TASK INSTRUCTIONS - Out of the records below, copy all lines in which the word "lsst" occurs.

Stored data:
PR #67, opened 2017-02-24
DM-8465: wrap meas_modelfit with pybind11

TallJimbo:
Add wrappers for some methods apparently not used until meas_modelfit.

### DIFF
--- a/python/lsst/meas/base/sdssShape.cc
+++ b/python/lsst/meas/base/sdssShape.cc
@@ -40,6 +40,32 @@ namespace afwGeom = lsst::afw::geom;
 namespace lsst {
 namespace meas {
 namespace base {
+namespace {
+
+using PySdssShapeAlgorithm = py::class_<SdssShapeAlgorithm, SimpleAlgorithm>;
+
+template <typename ImageT>
+static void declareComputeMethods(PySdssShapeAlgorithm & cls) {
+    cls.def_static(
+        "computeAdaptiveMoments",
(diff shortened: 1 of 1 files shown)


python/lsst/meas/base/sdssShape.cc
```diff
@@ -40,6 +40,32 @@ namespace afwGeom = lsst::afw::geom;
 namespace lsst {
 namespace meas {
 namespace base {
+namespace {
+
+using PySdssShapeAlgorithm = py::class_<SdssShapeAlgorithm, SimpleAlgorithm>;
```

EXERCISE ANSWER -
--- a/python/lsst/meas/base/sdssShape.cc
+++ b/python/lsst/meas/base/sdssShape.cc
@@ -40,6 +40,32 @@ namespace afwGeom = lsst::afw::geom;
 namespace lsst {
python/lsst/meas/base/sdssShape.cc
@@ -40,6 +40,32 @@ namespace afwGeom = lsst::afw::geom;
 namespace lsst {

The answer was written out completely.